Why the focus on data in the cloud?

Often, at some of our clients, we hear the words ‘data in the cloud’ and ‘data on-premises’. This, I believe, is an over-referenced subject, especially when the organisation is undergoing digital transformation and transitioning towards using cloud services.

The ‘data’ in both phrases is referring to the same enterprise data that requires the expertise of a data specialist, and the only difference between the two statements is the locationof where the data is stored or processed.

As a result, this leads me to question why organisations believe they may require new skills for changing the location of the data to the cloud?

One of the many benefits of cloud computing is the ability to separate storage and compute to achieve phenomenal processing speeds.

As we know, the human capital that acquires, analyses, transforms, manages and makes data available for the enterprise are the data specialists. This is irrespective of the location of where the data resides or is being processed.

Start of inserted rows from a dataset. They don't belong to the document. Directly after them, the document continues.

PR #4855, opened 2022-11-23
CA-372785 make with-vdi more robust

lindig:
The vbd-plug call in with-vdi may fail after a VBD was already created. The errexit option would cause the script to fail before the VBD would be destroyed. So make sure we destroy the VBD if vbd-plug fails.


MarkSymsCtx (approved):
LGTM

robhoes (approved):

PR #4857, opened 2022-11-24
CA-371790: Restrict the permissions on pool tokens

snwoods:
Depends on the changes in https://github.com/xapi-project/stdext/pull/69

### DIFF
--- a/ocaml/xapi-types/secretString.ml
+++ b/ocaml/xapi-types/secretString.ml
@@ -24,7 +24,7 @@ let with_cookie t request =
   let cookie = [(_pool_secret, t)] in
   {request with Http.Request.cookie}
 
-let write_to_file = Xapi_stdext_unix.Unixext.write_string_to_file
+let write_to_file = Xapi_stdext_unix.Unixext.write_string_to_file ~perms:0o600
 
 let write_to_channel c s = output_string c s
 


lindig:
```
File "ocaml/xapi/helpers.ml", line 1954, characters 4-30:
1954 |     SecretString.write_to_file ~perms:0o600 !Xapi_globs.pool_secret_path ps ;
           ^^^^^^^^^^^^^^^^^^^^^^^^^^
Error: This function has type string -> SecretString.t -> unit
make: *** [Makefile:16: build] Error 1
Error: Process completed with exit code 2.
```

robhoes:
We first need to get the stdext change reviewed/committed and added to xs-opam.

robhoes:
You also need a `make format`.

psafont (approved):
LGTM, please wait to merge until xs-opam includes the necessary code to make the code compile

psafont:
I don't like that users of the function can dictate the permissions, please undo those changes and instead change the implementation of the function to hardcode it:

```ocaml
let write_to_file = Xapi_stdext_unix.Unixext.write_string_to_file ~perms:0o600
```

psafont (changes requested):
I don't like that users of the function can dictate the permissions, please undo those changes and instead change the implementation of the function to hardcode it:

```ocaml
let write_to_file = Xapi_stdext_unix.Unixext.write_string_to_file ~perms:0o600
```

lindig:
> I don't like that users of the function can dictate the permissions, please undo those changes and instead change the implementation of the function to hardcode it:
> 
> ```ocaml
> let write_to_file = Xapi_stdext_unix.Unixext.write_string_to_file ~perms:0o600
> ```

Is this based on the argument that we already know that we want to store a secret and hence need most restrictive permissions? Which `perms` don't you like? I think passing permission to `Xapi_stdext_unix.Unixext.write_string_to_file` is good, but to `SecretString.write_to_file` maybe not.

psafont:
> Is this based on the argument that we already know that we want to store a secret and hence need most restrictive permissions? Which perms don't you like?

Yes, since it's a secrets the permissions need to be more stringent. Currently it's on SecretString's user to use the safe permissions, this is risky since it's done a optional parameter which might be elided. Even if it wasn't I don't think it should be a decision at all as it should always use the safe choice, hence why it only makes sense to encode it in `SecretString.write_to_file` and not expose it to its users

lindig (approved):

psafont (approved):

PR #4858, opened 2022-11-25
Modify Xenctrlext to use its own libxc handle

andyhhp:
Xenopsd's _H() in xenctrlext_stubs blindly reaches sideways into the internals of a different libray (specifically, Xenctrl from upstream Xen).  This violates many API/ABI rules.  It also breaks now that upstream Xen has switched Xenctrl to using a Custom block.

Have Xenctrlext open its own libxc handle, to disentangle it from Xenctrl.

### DIFF
--- a/ocaml/xenopsd/xc/xenops_server_xen.ml
+++ b/ocaml/xenopsd/xc/xenops_server_xen.ml
@@ -1280,12 +1280,13 @@ module VM = struct
 
   let mkints n = List.init n Fun.id
 
-  let generate_create_info ~xc ~xs:_ vm persistent =
+  let generate_create_info ~xs:_ vm persistent =
     let ty = match persistent.VmExtra.ty with Some ty -> ty | None -> vm.ty in
     let hvm = match ty with HVM _ | PVinPVH _ -> true | PV _ -> false in
     (* XXX add per-vcpu information to the platform data *)
     (* VCPU configuration *)
-    let pcpus = Xenctrlext.get_max_nr_cpus xc in
+    let xcext = Xenctrlext.get_handle () in
+    let pcpus = Xenctrlext.get_max_nr_cpus xcext in
     let all_pcpus = mkints pcpus in
     let all_vcpus = mkints vm.vcpu_max in
     let masks =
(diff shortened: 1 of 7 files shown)


andyhhp:
This is the approach suggested by @edwintorok on the upstream thread: https://lore.kernel.org/xen-devel/212D2A4B-9921-4072-8A1A-FCB111251E49@citrix.com/

andyhhp:
I don't like perpetuating the `with_xcext` model of interface.  It would be far better for xenopsd to have real globals for the xc, xs and xcext handles, because they are global singletons

edwintorok:
For xc/ we might be able to create a single global xc and global xce used by everything. Generally it is good to lazy initialize this, so that code in the unit tests which doesn't require xenctrl (but links with it) still works, and that things like --help and --version work even when not running under Xen.
But I think xc/ already has problems in running when not running under the correct version of Xen (which in the CI it won't), so it might not be too bad to do it there. We just can't do it in oxenstored, or it'd break any attempt at testing there.
However xenopsd is a bit more decoupled as it has a simulator that uses just the core from lib/ which doesn't depend on xenctrl.

edwintorok (approved):
Addressing the global xc is probably done in a separate PR, for now this is useful on its own as it is. Thanks.

andyhhp:
> Addressing the global xc is probably done in a separate PR, for now this is useful on its own as it is. Thanks.

Yeah - one problem at once :)

andyhhp:
Untangling the unused variable checks turned into a mess.   I've altered the `with_xcext` interface to be `get_handle` so it can more easily be pulled into a local variable.

psafont (approved):

ocaml/xenopsd/xc/xenops_server_xen.ml
```diff
@@ -1280,12 +1280,13 @@ module VM = struct
...
 
-  let generate_create_info ~xc ~xs:_ vm persistent =
+  let generate_create_info ~xs:_ vm persistent =
     let ty = match persistent.VmExtra.ty with Some ty -> ty | None -> vm.ty in
     let hvm = match ty with HVM _ | PVinPVH _ -> true | PV _ -> false in
     (* XXX add per-vcpu information to the platform data *)
     (* VCPU configuration *)
-    let pcpus = Xenctrlext.get_max_nr_cpus xc in
+    let xcext = Xenctrlext.get_handle () in
+    let pcpus = Xenctrlext.get_max_nr_cpus xcext in
```
robhoes, line 1289: Now (almost) every call to a `Xenctrlext` comes with an additional `Xenctrlext.get_handle ()` call just above. With the handle being cached indefinitely upon the first call, then you might as well call `get_handle ()` inside the library itself as part of every library call.

robhoes (approved):
I'm happy with this as it is. However, I think we can simplify it a little (see comment above).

A data specialist should be an expert in the field of data, no matter the technology used. Further, the field of data is very broad and can be subcategorised into data architecture, data management, data governance, database administration and many others.

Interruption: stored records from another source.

Issue #4856, opened 2022-11-24
redirect http to https in XAPI when you call the `http(s)://<ip_server>`


benjamreis:
Hi!

As said in the title, we'd like to redirect people accessing the homepage of host through http to https.
Are there, from the go, any problem with that that we're not aware of?

Thanks

robhoes:
Hi, I'm fine with that. However, we have now added an option to close port 80 completely, as some people prefer that for security reason. Port 80 is still open by default, but when closed, then the redirection won't work anymore, as nothing will be listening on port 80.

PR #4859, opened 2022-11-29
Redirect fileserver towards https

benjamreis:
- Add `location` to `Http.Request.Hdr`
- Add `response_redirect` method to `http-svr`
- When `GET` is received by the fileserver and `website-https-only` is true: 
    - if `host` is filled in the request, redirect towards the same URI but in HTTPS 
    - if `host` is not present, reply with a forbidden as before

Solves: https://github.com/xapi-project/xen-api/issues/4856

### DIFF
--- a/ocaml/libs/http-svr/http_svr.ml
+++ b/ocaml/libs/http-svr/http_svr.ml
@@ -210,6 +210,15 @@ let response_method_not_implemented ?req s =
   in
   response_error_html ?version s "501" "Method not implemented" [] body
 
+let response_redirect ?req s dest =
+  let version = Option.fold ~none:"1.1" ~some:get_return_version req in
+  let location = (Http.Hdr.location, dest) in
+  let res =
+    Http.Response.make ~version ~headers:[location] ~body:"" "301"
+      "Moved Permanently"
+  in
+  Unixext.really_write_string s (Http.Response.to_wire_string res)
+
 let response_file ?mime_content_type s file =
   let size = (Unix.LargeFile.stat file).Unix.LargeFile.st_size in
   let mime_header =
--- a/ocaml/xapi/fileserver.ml
+++ b/ocaml/xapi/fileserver.ml
@@ -90,7 +90,14 @@ let send_file (uri_base : string) (dir : string) (req : Request.t)
   let s = Buf_io.fd_of bio in
   Buf_io.assert_buffer_empty bio ;
   if access_forbidden req s then
-    Http_svr.response_forbidden ~req s
+    match req.Request.host with
+    | Some host ->
+        (* Redirect towards HTTPS *)
+        let path = String.concat "" [uri_base; req.Request.uri] in
+        let dest = Uri.make ~scheme:"https" ~host ~path () |> Uri.to_string in
+        Http_svr.response_redirect ~req s dest
+    | None ->
+        Http_svr.response_forbidden ~req s
   else
     let uri = req.Request.uri in
     try
--- a/ocaml/libs/http-svr/http.ml
+++ b/ocaml/libs/http-svr/http.ml
@@ -122,6 +122,8 @@ module Hdr = struct
   let content_disposition = "content-disposition"
 
   let accept = "accept"
+
+  let location = "location"
 end
 
 let output_http fd headers =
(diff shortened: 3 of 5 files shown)


psafont (approved):
This looks good, waiting on Benjamin to post the results of manual testing

ocaml/xapi/fileserver.ml
```diff
@@ -90,7 +90,13 @@ let send_file (uri_base : string) (dir : string) (req : Request.t)
   let s = Buf_io.fd_of bio in
   Buf_io.assert_buffer_empty bio ;
   if access_forbidden req s then
-    Http_svr.response_forbidden ~req s
+    match req.Request.host with
+    | Some host ->
+        (* Redirect towards HTTPS *)
+        let dest = "https://" ^ host ^ uri_base ^ req.Request.uri in
```
lindig, line 96: Is this the best way to construct a URL? At least I would use `String.concat`, which is more efficient. Is there no way to systematically create a URL from components?

lindig (approved):

ocaml/libs/http-svr/http_svr.ml
```diff
@@ -210,6 +210,19 @@ let response_method_not_implemented ?req s =
   in
   response_error_html ?version s "501" "Method not implemented" [] body
 
+let response_redirect ?req s dest =
+  let version =
+    Option.fold ~none:"1.1"
+      ~some:(fun x -> x)
```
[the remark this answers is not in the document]
benjamreis: I've addapt to the name patterns of the other methods: `let response_method_not_implemented`, `response_request_timeout`, `response_file` etc.

ocaml/xapi/fileserver.ml
psafont: Uri can be used here:
```ocaml
Uri.(make ~scheme:"https" ~host ~path:??? |> to_string)
```
https://docs.mirage.io/uri/Uri/index.html#val-make

psafont:
> ```
> File "ocaml/xapi/fileserver.ml", line 97, characters 46-50:
> 97 |         let dest = Uri.(make ~scheme:"https" ~host ~path |> to_string) in
>                                                    ^^^^
> Error: This expression has type Uri.t -> string option
>        but an expression was expected of type string
> ```
> 
> It seems to not take the `host` from the `match` above.

Because Uri is open, host is actually Uri.host, and path is actually Uri.path. The correct expression is:
```ocaml
let dest = Uri.make ~scheme:"https" ~host ~path () |> Uri.to_string
```

benjamreis:
```
File "ocaml/xapi/fileserver.ml", line 97, characters 19-55:
97 |         let dest = Uri.make ~scheme:"https" ~host ~path |> Uri.to_string in
                        ^^^^^^^^^^^^^^^^^^^^^^^^^^^^^^^^^^^^
Warning 5 [ignored-partial-application]: this function application is partial,
maybe some arguments are missing.
File "ocaml/xapi/fileserver.ml", line 97, characters [19](https://github.com/xapi-project/xen-api/actions/runs/3581868804/jobs/6025428280#step:11:20)-55:
97 |         let dest = Uri.make ~scheme:"https" ~host ~path |> Uri.to_string in
                        ^^^^^^^^^^^^^^^^^^^^^^^^^^^^^^^^^^^^
```

Should I add a `ignore` around it?
Since other args are optionnal this shoulddn't be a problem right?

lindig:
You need a unit `()` argument:
```
 utop # Uri.make;;
- : ?scheme:string ->
    ?userinfo:string ->
    ?host:string ->
    ?port:int ->
    ?path:string ->
    ?query:(string * string list) list -> ?fragment:string -> unit -> Uri.t
```

benjamreis:
Thanks, it seems I need a bit more coffee this morning ^^'

lindig:
"A function taking some optional arguments must also take at least one non-optional argument."

benjamreis:
Okay so testing was successful :) This is good to go for us!

ocaml/libs/http-svr/http_svr.ml
```diff
@@ -210,6 +210,17 @@ let response_method_not_implemented ?req s =
   in
   response_error_html ?version s "501" "Method not implemented" [] body
 
+let response_redirect ?req s dest =
+  let version =
+    Option.fold ~none:"1.1" ~some:Fun.id (Option.map get_return_version req)
```
psafont, line 215: This can be made simpler:
```suggestion
    Option.value ~default:"1.1" get_return_version req
```

psafont (approved):

PR #4861, opened 2022-12-05
Xenctrl: drop interface_close

edwintorok:
This got removed from Xen 4.18. We only use a global, so switch to using Xenctrl.with_intf.

(We can't use a single global 'xc' value, because that might cause some unit tests to fail since initializing xenctrl outside of a Xen system is not possible, so delaying initialization is still needed).


andyhhp:
LGTM

psafont (approved):

robhoes (approved):
This looks backwards compatible, so can go in now.

PR #4864, opened 2022-12-06
CP-41279: add migration_compression pool option

snwoods:

### DIFF
--- a/ocaml/idl/datamodel_lifecycle.ml
+++ b/ocaml/idl/datamodel_lifecycle.ml
@@ -19,6 +19,8 @@ let prototyped_of_field = function
       Some "22.27.0"
   | "host", "last_software_update" ->
       Some "22.20.0"
+  | "pool", "migration_compression" ->
+      Some "22.32.0-next"
   | _ ->
       None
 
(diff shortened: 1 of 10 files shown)


ocaml/idl/datamodel_pool.ml
```diff
@@ -1322,6 +1322,10 @@ let t =
             ~default_value:(Some (VRef null_ref)) "repository_proxy_password"
             "Password for the authentication of the proxy used in syncing with \
              the enabled repositories"
+        ; field ~lifecycle:[] ~ty:Bool ~default_value:(Some (VBool false))
```
robhoes, line 1325: You should add `~qualifier:DynamicRO`. I'm not sure why the compiler didn't complain about this.

ocaml/idl/datamodel_lifecycle.ml
```diff
@@ -19,6 +19,8 @@ let prototyped_of_field = function
       Some "22.27.0"
   | "host", "last_software_update" ->
       Some "22.20.0"
+  | "pool", "migration_compression" ->
+      Some "22.32.0"
```
robhoes, line 23: This should have `22.32.0-next` if the autogenerator works properly...

snwoods: It gave me 22.32.0-next the first time but after some changes only gave me the above

robhoes:
Looks like you need to update the unit tests.

lindig (approved):

ocaml/idl/datamodel_pool.ml
snwoods: Thanks, although it should be RW right?

robhoes (approved):

PR #5062, opened 2023-06-14
CA-378304: check max_file_size limit after writing to tracing file

mg12:
- fix issue in which max_file_size limit wasn't being respected after batching was added
- simplify the code to remove the need for a fd ref and make sure all fds have closed


robhoes (approved):
Smaller and better.

psafont (approved):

I believe therefore there is a common misconception of “I need a cloud specialist in order to migrate/manage data in the cloud”.

The reality is, there is a wide range of new tools that have emerged with the introduction of cloud computing services in the data and analytics space. Any good data specialist that understands the concept of distributed processing, and distributed storage, is well equipped with the knowledge required to adapt to cloud computing effectively.

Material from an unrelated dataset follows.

PR #5063, opened 2023-06-15
CP-43551: Dump host_rrd latest data to /dev/shm/metrics/host-dss

DeliZhangX:
- Dump all latest data of host dss to file in json format so that any client can read even if it's non-privileged user, such as NRPE.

One of the many benefits of cloud computing is the ability to separate storage and compute to achieve phenomenal processing speeds. The concept of separating storage and compute is not a new concept, in the broader sense.

In fact, data archiving strategies have leveraged on this type of architecture for many years, where the computation and storage of frequently used data is the responsibility of a “processor and storage” machine, and the data that has reached its retention period gets offloaded onto a network-attached storage device or any other storage mechanism that is not attached to the same machine that processed the data – a process any data specialist is familiar with.

But wait, don’t panic!

The title name change of an ETL developer has evolved to a data engineer over recent years. Yet, the core responsibilities of the role have not changed. A data engineer, data architect, data analyst, data modeller, etc, on-premises still has the same role to play in the cloud. The difference is dependent on the platform and technology used where the role will participate.

Any company on a cloud adoption journey must keep in mind that the evolution of concepts, technology and roles is an opportunity to skill up on new technologies. The use cases for data − in data − and analytics domains, in the cloud, such as enterprise data lake, enterprise operational data store and enterprise data warehouse, are different and thus the diverse domains might not necessarily use the same technologies; however, they all require the skills of a data specialist.

This, of course, does not negate the fact that system admins and security admins have become more relevant, but once the infrastructure and guardrails have been setup, the data specialists are able to demonstrate their unprecedented value.

True data specialists are unbound by tools or technology, as the core principles and best practices remain uncompromised. In fact, they become more amplified in the context of cloud considering the cost factor.

Poor or inefficient development of any cloud data solution results in a high cost to running the solution. However, having a data specialist on board can support a far more successful outcome when moving data to the cloud.